Question

If the points $ A\left( {x,2} \right),B\left( { - 3, - 4} \right) $ and $ C\left( {7, - 5} \right) $ are collinear, then the value of $ x $ is
A) $ - 63 $
B) $ 63 $
C) $ 60 $
D) $ - 60 $

Answer 1

Hint: Here, in order to solve this question, we will use the fact that three points are said to be collinear if the area of triangle formed using these three points is zero. Area of triangle, $ \vartriangle = \dfrac{1}{2}|\left( {\begin{array}{*{20}{c}}
  1&1&1 \\
  {{x_1}}&{{x_2}}&{{x_3}} \\
  {{y_1}}&{{y_2}}&{{y_3}}
\end{array}} \right)| $
Through this way we can easily find out the value of $ x $ . In order to get started, let us first assume the given points from the question as $ \left( {{x_1},{y_1}} \right) = \left( {x,2} \right),\left( {{x_2},{y_2}} \right) = \left( { - 3, - 4} \right),\left( {{x_3},{y_3}} \right) = \left( {7, - 5} \right) $ . Now substitute these properly in the determinant and equate it to zero and find the value of $ x $ .

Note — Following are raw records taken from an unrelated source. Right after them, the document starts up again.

Issue #146, opened 2020-09-29
switch from RODBC to DBI/odbc for connections to the local NASIS database


dylanbeaudette:
Tiny example.
```r
library(DBI)
library(odbc)
con <- dbConnect(odbc(), ...)
```

This started as #145.

brownag:
Reprex for dealing with issues related to long (text) columns, truncation to 255 characters, and possible stumbling blocks in conversion to DBI. I thought that with the most recent {odbc} that `dbGetQuery` would not error, regardless of long ccolumn order, but apparently not.

``` r
# reprex for issues with column ordering and ODBC drivers

# RODBC truncates long columns to 255 characters
library(RODBC)
con2 <- soilDB:::.openNASISchannel()

res1 <- sqlQuery(con2, "SELECT * FROM calculation")
max(nchar(res1$calc)) # truncated to 255 characters
#> [1] 255
# manual casting of columns to ntext works, but not for simple queries like SELECT *

# compare DBI
library(DBI)
library(odbc) # driver to read MSSQL 
#> Warning: package 'odbc' was built under R version 4.0.3

con <- dbConnect(odbc::odbc(), 
                 DSN = "nasis_local", 
                 UID = "NasisSqlRO",
                 PWD = "nasisRe@d0n1y365")

# this produces an error; may be fixed with new odbc? 
#  see https://github.com/r-dbi/odbc/issues/309
dbGetQuery(con, "SELECT * FROM calculation")
#> Error in result_fetch(res@ptr, n): nanodbc/nanodbc.cpp:3011: 07009: [Microsoft][SQL Server Native Client 11.0]Invalid Descriptor Index
#> Warning in dbClearResult(rs): Result already cleared

# this produces same error
library(dplyr, warn.conflicts = FALSE)
library(dbplyr)
#> 
#> Attaching package: 'dbplyr'
#> The following objects are masked from 'package:dplyr':
#> 
#>     ident, sql
tbl(con, "calculation")
#> Error in result_fetch(res@ptr, n): nanodbc/nanodbc.cpp:3011: 07009: [Microsoft][SQL Server Native Client 11.0]Invalid Descriptor Index
#> Warning in dbClearResult(res): Result already cleared

# this works without error (manually identify and reorder long columns to end)
libary(tidyselect)
#> Error in libary(tidyselect): could not find function "libary"
long_cols <- odbcConnectionColumns(con, "calculation") %>%
  filter(field.type == "varchar" & column_size == 0) %>%
[...]

Issue #145, opened 2020-09-28
text fields in local NASIS are truncated at 255 characters


dylanbeaudette:
This seems to have occured after the recent switch to a newer ODBC driver.

Put something into your selected set and try it.
```r
library(RODBC)

q <- "SELECT projectiid, uprojectid, projectname, projectdesc
  
  FROM 
  project_View_1
  ;
  "
# setup connection local NASIS
channel <- RODBC::odbcDriverConnect(connection=getOption('soilDB.NASIS.credentials'))

# exec query
d <- RODBC::sqlQuery(channel, q, stringsAsFactors=FALSE)

# close connection
RODBC::odbcClose(channel)

d
```

brownag:
Interesting. Perhaps an interaction with {RODBC} package, as DBI/odbc I get max 1500 characters not 255.

```
library(RODBC)

q <- "SELECT projectiid, uprojectid, projectname, projectdesc
  
  FROM 
  project_View_1
  ;
  "
# setup connection local NASIS
channel <- soilDB:::.openNASISchannel()

# exec query
d <- RODBC::sqlQuery(channel, q, stringsAsFactors=FALSE)

# close connection
RODBC::odbcClose(channel)

max(nchar(d$projectdesc), na.rm = T)
# 255
```

```
library(DBI)
con <- dbConnect(odbc::odbc(), 
                 DSN = "nasis_local", 
                 UID="NasisSqlRO",
                 PWD="nasisRe@d0n1y365")
res <- dbSendQuery(con, q)
dat <- dbFetch(res)
max(nchar(dat$projectdesc), na.rm=T)
# 1500
```

dylanbeaudette:
That is odd, RODBC has worked for a long time without issue. Any thoughts on switching over? Is the 1500 limit a self-imposed limit or the driver?

brownag:
I have wondered whether something might happen that would tip the tables in favor of DBI/odbc. Until that little snafu with R 4.0/Rcpp i hadn't seriously considered it.

If i drop the _View_1 from the query I get 9999 which IIRC is the max for that field in nasis. So, 1500 is max in my selected set (I have ~all 2-SON projects I think)

brownag:
Castting varchar to ntext seems to do the trick with {RODBC}.

```
library(RODBC)

q <- "SELECT projectiid, uprojectid, projectname, CAST(projectdesc AS ntext) as 'projectdesc'
  
  FROM 
  project_View_1
  ;
  "
[...]

PR #149, opened 2020-12-29
Convert NASIS database access from RODBC to DBI/odbc

brownag:
This Pull Request converts all usages of {RODBC} for accessing the NASIS local database to use {DBI}/{odbc}.

There are several cases where the ODBC 11 or 13 drivers available to us on CCE machines may not work correctly for generic queries written against the NASIS database, but all functions and queries built into {soilDB} return correct values.

## Why {DBI}?

Notably the conversion to {DBI} allows us to drop in other database drivers, with only minor changes to existing queries. This allows us to utilize the NASIS schema in other "containers." The currently available tools are basic e.g. create a database from your selected set via `createStaticNASIS`. This uses the `RSQLite` driver to create file-based SQLite databases. All of the standard NASIS access methods work against those databases, as well as generic queries--which are generally better behaved via the RSQLite driver than they are with ODBC 13 driver + {odbc}. Only minor syntax changes (notably removing RIGHT JOIN and T-SQL specific syntax) were required to support SQLite, and it is possible that other drivers can be implemented.

A static database may be quite convenient for managing "multiple selected sets" that may be project specific and generally facilitates construction of self-contained databases using the NASIS data model.

---

RE: #145 #146

- [x] Check if any commits can/need to be cherry-picked off nasisLITE branch. 
- results from old == new?
   - [x] storage of `master` branch results of running [defined] methods (save `test` object from <strike>[misc/validate-NASIS-results.R](https://github.com/ncss-tech/soilDB/blob/370ea0b02792db347a348ea45b354d55277bfabe/misc/validate-NASIS-results.R)</strike>https://github.com/ncss-tech/soilDB/blob/nasisDBI/misc/run-all-NASIS-get-methods.R, then checkout nasisDBI branch and compare)
   - [x] GitHub Label for PRs that impact NASIS tests
   - [x] Move VARCHAR(MAX) fields to end of query, per MSSQL specs (1f872e9)
   - [x] tabulate results (we know column names changed order per above)
     - [x] resolve issue with overflow of SQL integer columns (e.g. site aspect) for missing values
   
- syntax for `dbConnectNASIS` and `dbQueryNASIS`
   - [x] function names and aliases (added `NASIS()` alias for `dbConnectNASIS`)
   - [x] vectorization over multiple queries (`dbQueryNASIS` now supports named vector of queries for `q`, returning list result)

- [x] investigate stability of open-ended queries e.g. `SELECT * FROM foo` -- are invalid descriptor errors a side effect of our older MSSQL driver?
  - NOTE: see Discussion #166 for info on the best available ODBC drivers that are more compatible with _nanodbc_


dylanbeaudette:
Very cool, thanks for doing all of this work. I'm sure you have tried this, but I have to ask: results from old == new?

brownag:
This is a draft PR for commits from 2 branches that hit many functions so I have not specifically tested for equivalence e.g. with {daff} of objects produced by the different branches. That certainly could be done before this is marked ready for review, but I was not planning on doing that this week. That idea fits well with the needs we have for improving testing of NASIS functionality. 

Stephen asked me if/when I was going to merge this so I created the PR to inspect and harmonize the changes that cannot be merged from nasisLITE branch.

Please clone and run tests on your local if you are curious. I have actually not done that -- for this PR -- on my government machine. The remote tests pass. Results *should* be equivalent. I don't think anything was changed that would  affect object contents. But as with all NASIS things testing is nuanced and sort of depends on your selected set.

dylanbeaudette:
I can help with testing by creating some before / after datasets. Changes appear superficial, but we are switching to an entirely new DB abstraction layer. I'm particularly interested in how long text fields will be handled--most of the interpretation engine relies on extracting XML from "long" text fields.

brownag:
Correct me if I am wrong -- but the only methods from soilDB currently used by the interpretation engine are `SDA_query` and `uncode`. Is there a new version?

I certainly will not close or merge this without verifying that all of the things identified previously in #146 are covered.

dylanbeaudette:
The interpretation engine code (https://github.com/ncss-tech/interpretation-engine) is in flux, but the extraction of rules, evaluations, and properties requires interacting with the local NASIS client. That said, I forgot that it uses its own ODBC connection and not the soilDB-specific connection details. So, I'll manually move this over to that code base after this PR is complete. In short, false alarm.

brownag:
Thanks @dylanbeaudette for testing and the comments. 

Another thing I would like you both to consider here is syntax for the new methods `dbConnectNASIS` and `dbQueryNASIS`.

These methods are optimized for "one-liners" against the local NASIS db. I considered an even shorter alias for `dbConnectNASIS` that was just `NASIS()`

```
dbQueryNASIS(dbConnectNASIS(), "SELECT * from foo")
```

By default, `dbQueryNASIS` closes the connection after the query. I observed that the vast majority of our connections were used for sending just a single query and that many people, myself included, forget to close connections.

To keep the connection open, you set `close = FALSE`. This is used in e.g. `get_extended_data_from_NASIS_db` where a sequence of queries can be executed using same connection. Open to feedback on function/argument names.

brownag:
[nasisDBI](https://github.com/ncss-tech/soilDB/tree/nasisDBI) branch is passing local tests and R CMD check w/ selected set containing diverse pedon/vegplot data. Local NASIS ODBC connection for relevant `fetch`/`get` methods via DBI.

[misc/validate-NASIS-results.R](https://github.com/ncss-tech/soilDB/blob/370ea0b02792db347a348ea45b354d55277bfabe/misc/validate-NASIS-results.R) shows semi-automated checking of exported methods by file name / method name. I used it to fix the above things (https://github.com/ncss-tech/soilDB/pull/149/commits/1f872e931543857502e08c2e60f6e82015bb43f0, https://github.com/ncss-tech/soilDB/pull/149/commits/e655a7d12e4ba63b5bf3b31c77bca5e5e5e30387) and create some new unit tests (https://github.com/ncss-tech/soilDB/pull/149/commits/c1506878dfe40bd96e73ec7870c346f19e235bcd)

dylanbeaudette:
I plan on old / new testing tomorrow AM with a large pile of components / pedons. The existing tests look great.

brownag:
Great!  I reorganized the checklist in original post a little bit.

I am going to move two items to a new issue, as more generalized workflows for testing and validating NASIS functionality will follow after this PR is merged and a few more puzzle pieces are put into place.

  - _.Rda_ stored as artifact of `R CMD check` Action? 
  - Presence of NASIS-local tag triggers comparison against `master`

brownag:
With most recent merged PR, this type of soilDB syntax is now possible.

``` r
library(soilDB)

nasislite_path <- "C:/Geodata/soils/NASIS-data.sqlite"

res <- dbQueryNASIS(dbConnectNASIS(nasislite_path), "SELECT geomfname, geomfiid, geomftiidref FROM geomorfeat")

head(res)
#>       geomfname geomfiid geomftiidref
#> 1          alas      122            1
#> 2  alluvial fan        2            1
#> 3 alluvial flat        3            1
#> 4     anticline      123            1
#> 5         arete        4            1
#> 6        arroyo        6            1
```

Next is to refine the "dump" method that writes the relevant tables from selected set / local NASIS to .sqlite file. 

Above works with the pedon snapshot that is floating around from 2018 for one-off queries -- which was the impetus for me developing all of this. Note there are several issues with it compared to the official NASIS schema -- truncation of column names to X characters, uppercase/lowercase/underscores, no need for metadata uncoding etc. 

The nasisLITE branch "fixed" or at least patched those things to make it work, but this branch will ultimately contain a more general solution that works seamlessly with the standard NASIS data model.

brownag:
Or, perhaps one is into {dplyr}/{dbplyr} style in their scripts...

``` r

library(soilDB)
library(dplyr, warn.conflicts = FALSE)
#> Warning: package 'dplyr' was built under R version 4.0.3

nasislite_path <- "C:/Geodata/soils/NASIS-data.sqlite"
con <- dbConnectNASIS(nasislite_path) 

con %>%
  tbl("geomorfeat") %>% 
  select(everything()) %>%
  collect()
#> # A tibble: 732 x 3
#>    geomfname        geomfiid geomftiidref
#>    <chr>               <int>        <int>
#>  1 alas                  122            1
#>  2 alluvial fan            2            1
#>  3 alluvial flat           3            1
#>  4 anticline             123            1
#>  5 arete                   4            1
#>  6 arroyo                  6            1
#>  7 ash flow              124            1
#>  8 atoll                 125            1
#>  9 avalanche chute       126            1
#> 10 avalanche debris      147            1
#> # ... with 722 more rows
```

<sup>Created on 2021-01-06 by the [reprex package](https://reprex.tidyverse.org) (v0.3.0)</sup>

brownag:
RE: #165 -- it appears SQL Server 13 driver fixes the invalid descriptor index errors with `SELECT *` but introduces a "new" data type conversion problem.

COMPARE: `dbQueryNASIS(NASIS(), "SELECT aspect FROM site_View_1")$aspect`
WITH: `dbQueryNASIS(NASIS(), "SELECT * FROM site_View_1")$aspect`

```r
> expect_equal(is.na(dbQueryNASIS(NASIS(), "SELECT aspect FROM site_View_1")$aspect),
+             
+              is.na(dbQueryNASIS(NASIS(), "SELECT * FROM site_View_1")$aspect))
Error: is.na(dbQueryNASIS(NASIS(), "SELECT aspect FROM site_View_1")$aspect) not equal to is.na(dbQueryNASIS(NASIS(), "SELECT * FROM site_View_1")$aspect).
9 element mismatches
```

 - with Microsoft driver version 11 (first works as expected, second results in invalid descriptor index error)
 - with Microsoft driver version 13 (first works as expected, second does not error but returns _garbage_ integer overflow values for the 9 `NA` records

Both of the above queries work with {RODBC}-based code, which has some options affecting type conversion.  Note that it also works as expected when one does `soilDB:::.dump_NASIS_table("site")$aspect` which automatically makes an "explicit" query for all columns in a table; getting around the version 11 errors and the weird version 13 behavior.

With RSQLite the nanodbc driver is not used, but the .sqlite contents would depend on what driver/method one used to make their static database in the first place. Using the internal {soilDB} dump method appears to be "safe"

Leads me to think it is either a NASIS-specific (e.g. type definitions/ranges/storage of NULL and/or poorly designed tables)  or older driver-specific.

brownag:
See https://github.com/ncss-tech/soilDB/blob/nasisDBI/misc/run-all-NASIS-get-methods.R for latest testing suite for NASIS "get" and "fetch" methods

dylanbeaudette:
Testing a SS based on all of the non-additional MU, representative DMU, component pedons + site records. Noticed:

```
> cm <- get_comonth_from_NASIS_db(fill = TRUE)
Error in new_result(connection@ptr, statement, immediate) : 
  external pointer is not valid
```

Also noticed that pedon records have some coded (?) values:
image

brownag:
> get_comonth_from_NASIS_db

Thanks! I didn't test with the `fill=TRUE` argument! The connection needs to be left open to run the second query that the `fill` arg uses.

As far as the coding/decoding from NASIS domains... I thought that was working. Will have to look closer

dylanbeaudette:
Thanks. Will test again tonight and report back.

brownag:
Great, thanks. When I saw what was going on had to try and fix.

I was wrong-- the necessary stuff to trigger correct "uncoding" wasn't uniformly in place. Further, in the absence of a NASIS database (i.e. on my home machine where I did the above commits) the `uncode()` routine would fail to get the right data for `db="NASIS"` domains. Now it should properly pull from the `static_path` if specified. The horizon data uncoding was just a mistake on my part, using wrong variable name (a copy that was never used).

dylanbeaudette (approved):
Fully tested using the CA792 legend: 
  * MU/DMU/components/component month
  * Site/Pedon

Tested:
  * before / after with {daff}
  * re-made DMU summary reports and side-by-side comparisons

Thanks!

brownag:
Note that {DBI} is in Imports and the driver packages {odbc} and {RSQLite} are in suggests.

Updated the following resources with code to get DBI/odbc/RSQLite dependencies. 

Note that since these are not in Imports/Suggests for the current version of soilDB on CRAN our default heuristic of having you install the CRAN package first to get dependencies before installing the GH version will not "work." 

Users will need to manually install the above 3 packages or use `remotes::install_github('ncss-tech/soilDB', dependencies=TRUE)` to get dependencies from GitHub `DESCRIPTION` file. As usual, do the latter in a fresh session, without any packages loaded.

The following resources have been updated to ensure the packages will be available:
 - http://ncss-tech.github.io/AQP/soilDB/setup_local_nasis.html (ODBC setup instructions)
 - http://ncss-tech.github.io/stats_for_soil_survey/chapters/0_pre-class-assignment/pre-class-assignment.html (S4SS precourse old link)
 - http://ncss-tech.github.io/stats_for_soil_survey/book/index.html (S4SS precourse new link)

PR #153, opened 2021-01-06
NASIS DBI interface to SQLite static (local file) database

brownag:
This PR implements the argument for a local SQLite file from `fetchNASIS` down through the lower level methods, on to the `dbConnectNASIS()` calls. 

This is cherry-picked so none of the special modifications made for using the (slightly different from NASIS internal) NASIS pedon snapshot (RE: nasisLITE branch) are included. All local NASIS tests and validations (see script in /misc/  made for nasisDBI) are passing.


brownag (commented):
Scanned over; merging into nasisDBI now

PR #156, opened 2021-01-12
minor enhancements for WCS SSURGO MUKEY interface

brownag:
These commits are grouped so @dylanbeaudette can take 'em or leave em.

1. proj4 safe examples -- not controversial
2. reverse order of db and aoi arguments -- does not affect example, I think aoi in first position is more pipe friendly and is just my preference
3. add sf support; this passes R CMD CHECK -- we already have sf in suggests; appears to be equivalent to list-based
4. very small extent test; downloads something like 500 bytes of data from WCS

### DIFF
--- a/R/WCS-utils.R
+++ b/R/WCS-utils.R
@@ -1,53 +1,66 @@
 
 
-# obj: list(aoi, crs) or Spatial* object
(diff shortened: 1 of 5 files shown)


dylanbeaudette:
Great ideas, thanks!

Complete step by step solution:
Given that point $ \left( {x,2} \right),\left( { - 3, - 4} \right) $ and $ \left( {7, - 5} \right) $ are collinear.
We know that when three points are collinear, it means they lie on the same line. Such a set of points cannot form a triangle where all three points must lie on different lines. So, we can say that the area of the triangle formed using these three points will be equal to zero.
Area of triangle, $ \vartriangle = \dfrac{1}{2}|\left( {\begin{array}{*{20}{c}}
  1&1&1 \\
  {{x_1}}&{{x_2}}&{{x_3}} \\
  {{y_1}}&{{y_2}}&{{y_3}}
\end{array}} \right)| $ , where $ \left( {{x_1},{y_1}} \right) = \left( {x,2} \right),\left( {{x_2},{y_2}} \right) = \left( { - 3, - 4} \right),\left( {{x_3},{y_3}} \right) = \left( {7, - 5} \right) $ .
Given that points are collinear $ \Rightarrow \vartriangle = 0 $
Substituting the value in $ \vartriangle $ we get,
 $ \Rightarrow \vartriangle = \dfrac{1}{2}|\left( {\begin{array}{*{20}{c}}
  1&1&1 \\
  x&{ - 3}&7 \\
  2&{ - 4}&{ - 5}
\end{array}} \right)| = 0 $
Opening the determinant along first column we get,
 $
   \Rightarrow \dfrac{1}{2}|\left( {\begin{array}{*{20}{c}}
  1&1&1 \\
  x&{ - 3}&7 \\
  2&{ - 4}&{ - 5}
\end{array}} \right)| = 0 \\
   \Rightarrow \dfrac{1}{2}\left[ {1\left( {\left( { - 3} \right)\left( { - 5} \right) - \left( 7 \right)\left( { - 4} \right)} \right) - 1\left( {\left( { - 5} \right)\left( x \right) - \left( 7 \right)\left( 2 \right)} \right) + 1\left( {\left( { - 4} \right)\left( x \right) - \left( { - 3} \right)\left( 2 \right)} \right)} \right] = 0 \\
   \Rightarrow \dfrac{1}{2}\left[ {1\left( {15 + 28} \right) - 1\left( { - 5x - 14} \right) + 1\left( { - 4x + 6} \right)} \right] = 0 \\
  $
 $
   \Rightarrow \dfrac{1}{2}\left[ {43 + 5x + 14 - 4x + 6} \right] = 0 \\
   \Rightarrow \dfrac{1}{2}\left[ {x + 63} \right] = 0 \\
   \Rightarrow x + 63 = 0 \\
   \Rightarrow x = - 63 \\
  $
The value of $ x $ for which the points $ \left( {x,2} \right),\left( { - 3, - 4} \right) $ and $ \left( {7, - 5} \right) $ are collinear is $ - 63 $ .

Hence, the correct answer is option (A).

Note: This question can also be solved by opening the determinant directly without using the area of triangle in determinant form. We can directly use, $ \dfrac{1}{2}\left[ {{x_1}\left( {{y_2} - {y_3}} \right) + {x_2}\left( {{y_3} - {y_1}} \right) + {x_3}\left( {{y_1} - {y_2}} \right)} \right] = 0 $ and substitute value of $ \left( {{x_1},{y_1}} \right),\left( {{x_2},{y_2}} \right) $ and $ \left( {{x_3},{y_3}} \right) $ directly to get the answer. The answer anyway would be the same. Students can also plot the points and check for themselves whether they are collinear or not.